Solicitor Instructed, Do I Have To Turn Up To Court Too?
In Owen v Black Horse Limited  EWCA Civ 325, the Claimant did not attend the small claims hearing but did send his solicitor to represent him. The DDJ held that the ‘party’ was not in attendance, such that CPR 27.9(2) was engaged. The requirements of CPR 27.9(1) (being, in summary, a requirement to serve notice of non-attendance) not having been complied with, the DDJ exercised their discretion to strike out the claim. This decision was then upheld on appeal before a Circuit Judge.
However, on appeal to the Court of Appeal, it was held that the Claimant had indeed attended the final hearing, through his solicitor. The Court of Appeal considered that R’s arguments as to linguistic differences between CPR 27.9 and CPR 27.11 only gave rise to incoherent situations, such that their position was untenable. In such circumstances, CPR 27.9 had not been engaged and so there had been no basis to strike out the claim.

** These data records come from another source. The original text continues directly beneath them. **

PR #64, opened 2022-06-13
Feat/balance batching

kraikov:
Merge after https://github.com/liquality/wallet-core/pull/63


skeremidchiev (approved):

src/store/actions/updateBalances.ts
```diff
@@ -14,75 +15,90 @@ export const updateBalances = async (
...
-        assets,
-        async (asset) => {
-          let addresses: Address[] = [];
-          const _client = client({
-            network,
-            walletId,
-            asset,
-            accountId: account.id,
-          });
+      const { assets, type, chain } = account;
```
monokh: assets from the account are actually not the assets that was passed in to this action. It would be unexpected for those balances to update

src/utils/arrays.ts
```diff
@@ -0,0 +1,8 @@
+// eslint-disable-next-line @typescript-eslint/no-explicit-any
+export function chunkArray<T = any>(arr: Array<T>, size: number) {
```
monokh: Lodash also has chunk, and we already have that in the lib, should we use that instead?

src/store/actions/updateBalances.ts
monokh: Maybe we should change from asset to chain?

monokh (changes requested):

src/store/actions/updateBalances.ts
```diff
@@ -1,88 +1,110 @@
...
+};
+
+export const updateBalances = async (context: ActionContext, request: UpdateBalanceRequestType) => {
+  const { walletId, network, accountIds } = request;
   const { state, commit, getters } = rootActionContext(context);
+  const getClient = getters.client;
 
-  // filter accounts for all enabled assets
-  let accounts = state.accounts[walletId]?.[network].filter((a) => a.assets && a.assets.length > 0 && a.enabled);
+  const allEnabledAccountIds =
```
monokh: Why calculate all enabled if we're not going to use it (when accoundIds is provided)

monokh (approved):

monokh (approved):

PR #65, opened 2022-06-15
fix: Provide fee asset

AndonMitev:


skeremidchiev (approved):

monokh:
Going to need a description on this one. 
Why is this a requirement now?

AndonMitev:
> Going to need a description on this one. Why is this a requirement now?

Yes so, Astroport dapp works only with UST for fee asset and we were passing Luna soo all dapp interactions were failing, so now wallet is providing the fee asset which is passed from dapp to wallet-core and wallet-core provide correct fee asset to chainify

src/store/actions/sendTransaction.ts
```diff
@@ -30,6 +31,7 @@ export const sendTransaction = async (
     amount: BigNumber;
     data: string;
     fee: number;
+    feeAsset: string;
```
monokh, line 34: Can it be optional so we don't need to specify it when its not required?

monokh (approved):

src/store/actions/sendTransaction.ts
AndonMitev: yes

PR #70, opened 2022-06-23
fix: lower case addresses

skeremidchiev:
Fix for address format issues caused by Rootstock addresses.

### DIFF
--- a/src/swaps/EvmSwapProvider.ts
+++ b/src/swaps/EvmSwapProvider.ts
@@ -38,12 +38,12 @@ export abstract class EvmSwapProvider extends SwapProvider {
     const client = this.getClient(network, walletId, quote.from, quote.fromAccountId) as Client<EvmChainProvider>;
     const signer = client.wallet.getSigner();
 
-    const tokenContract = Typechain.ERC20__factory.connect(fromAsset.contractAddress, signer);
+    const tokenContract = Typechain.ERC20__factory.connect(fromAsset.contractAddress.toLowerCase(), signer);
 
     const userAddressRaw = await this.getSwapAddress(network, walletId, quote.from, quote.fromAccountId);
     const userAddress = chains[fromAsset.chain].formatAddress(userAddressRaw);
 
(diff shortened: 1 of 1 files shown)


src/swaps/EvmSwapProvider.ts
```diff
@@ -38,12 +38,12 @@ export abstract class EvmSwapProvider extends SwapProvider {
     const client = this.getClient(network, walletId, quote.from, quote.fromAccountId) as Client<EvmChainProvider>;
     const signer = client.wallet.getSigner();
 
-    const tokenContract = Typechain.ERC20__factory.connect(fromAsset.contractAddress, signer);
+    const tokenContract = Typechain.ERC20__factory.connect(fromAsset.contractAddress.toLowerCase(), signer);
```
kraikov: No need for that because `fromAsset` comes from the `assetsAdapter` where the lowerCase is performed.

src/swaps/EvmSwapProvider.ts
```diff
@@ -38,12 +38,12 @@ export abstract class EvmSwapProvider extends SwapProvider {
...
 
     const userAddressRaw = await this.getSwapAddress(network, walletId, quote.from, quote.fromAccountId);
     const userAddress = chains[fromAsset.chain].formatAddress(userAddressRaw);
 
-    const allowance = await tokenContract.allowance(userAddress, this.config.routerAddress);
+    const allowance = await tokenContract.allowance(userAddress.toLowerCase(), this.config.routerAddress);
```
kraikov, line 46: no need for that because `formatAddress` from line 44 doesn't perform checksum anymore.

kraikov (changes requested):

src/swaps/EvmSwapProvider.ts
skeremidchiev: Swaps fail if I don't make a lower case on RSK address.
Isn't this checksum happening inside generated code? How exactly it got removed?

kraikov (approved):

PR #72, opened 2022-06-23
Liq 1205 error messaging chainify version

tima-t:
:book LIQ-1205 :book

### DIFF
--- a/src/swaps/SwapProvider.ts
+++ b/src/swaps/SwapProvider.ts
@@ -40,6 +40,11 @@ export abstract class SwapProvider {
    */
   public abstract getSupportedPairs({ network }: { network: Network }): Promise<PairData[]>;
 
+    /**
+   * Get min swap amount for given swap provider
+   */
+  public abstract getMin(quoteRequest: QuoteRequest) : number | any
+
   /**
    * Get a quote for the specified parameters
    */
--- a/src/swaps/SwapProvider.ts
+++ b/src/swaps/SwapProvider.ts
@@ -1,3 +1,4 @@
+import BigNumber from 'bignumber.js';
 import store, { ActionContext } from '../store';
 import { createNotification } from '../store/broker/notification';
 import { MarketData, Network, PairData, SwapHistoryItem } from '../store/types';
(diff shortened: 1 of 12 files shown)


src/swaps/oneinch/OneinchSwapProvider.ts
```diff
@@ -238,6 +238,11 @@ class OneinchSwapProvider extends SwapProvider {
     return null;
   }
 
+  // @ts-ignore
```
monokh: Why the ts-ignore everywhere? going to need a good reason

src/swaps/SwapProvider.ts
```diff
@@ -40,6 +40,11 @@ export abstract class SwapProvider {
    */
   public abstract getSupportedPairs({ network }: { network: Network }): Promise<PairData[]>;
 
+    /**
+   * Get min swap amount for given swap provider
+   */
+  public abstract getMin(quoteRequest: QuoteRequest) : number | any
```
monokh: `| any` 
Why? The possible values for getting the minimum should be number or in the case of no minimum, null or undefined

src/swaps/oneinch/OneinchSwapProvider.ts
kraikov: It's probably to ignore the unused parameter. Better use `_` for the parameter name to ignore the warning, i.e. `_quoteRequest`

tima-t: It is because of the unused argument. 
This function getMin is used in all swap providers and some of them need the argument but others don't. 

Krasi is correct I will use the _ for quoteRequest

src/swaps/SwapProvider.ts
tima-t: I think that liquality provider is returning some kind of object in getMin, but I will check if I can refactor this piece of code to make it consistent

src/swaps/oneinch/OneinchSwapProvider.ts
tima-t: Resolved  ts-ignore removed and _ used

src/swaps/SwapProvider.ts
tima-t: Resolved getMin is returning BigNumber each time, any removed

PR #77, opened 2022-06-28
feat: Sort accounts and assets

AndonMitev:
📚 [Linear Ticket](https://linear.app/liquality/issue/LIQ-1315/ux-for-swaps-the-first-token-appear-is-arbeth-which-is-not-supported) 📚
📚 [Linear Ticket](https://linear.app/liquality/issue/LIQ-481/feedback-can-we-show-assets-in-alphabetical-order-under-chains-on) 📚
📚 [Linear Ticket](https://linear.app/liquality/issue/LIQ-1410/on-disable-native-asset-and-when-user-re-enable-it-gas-token-display#comment-800149fd) 📚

- This decision settles a seemingly obvious scenario but one which, on occasion, can be raised by an opponent or the judge. Advocates are advised to keep this decision to hand.
- CPR 27.9 is a feature consistent with the cost and time effective purpose of small claims hearings. A party can choose not to attend a final hearing (provided certain requirements have been met) and invite the Court to make a decision based on the evidence they have produced.
- This concept is taken one step further by CPR 27.10 which allows the Court to decide the claim without a hearing, i.e., on paper, if all the parties agree.
- What CPR 27.9 does not do is impose a requirement on the actual party to be in attendance (in addition to their legal representative). To do so would be inconsistent with the fundamental right of a party to represent oneself or to be represented by a legal representative.
- Obviously this does not change the position that a party who does attend is usually in a better position than one who does not, predominantly because they are in a position to give live evidence. Likewise, this decision has no impact on any evidential requirements imposed by, for example, CPR 33.2.
- As always, the legal representative must be also be one who is able to exercise a right of audience.
- This position had been earlier confirmed as the same vis-à-vis trials (cf. small claims hearings) in Rouse v Freeman (The Times, 8 January 2002, QBD) where consideration was given to CPR 39.3.
In short, attendance by legal representative means a party is in attendance. Obviously, right? Apparently not… until now.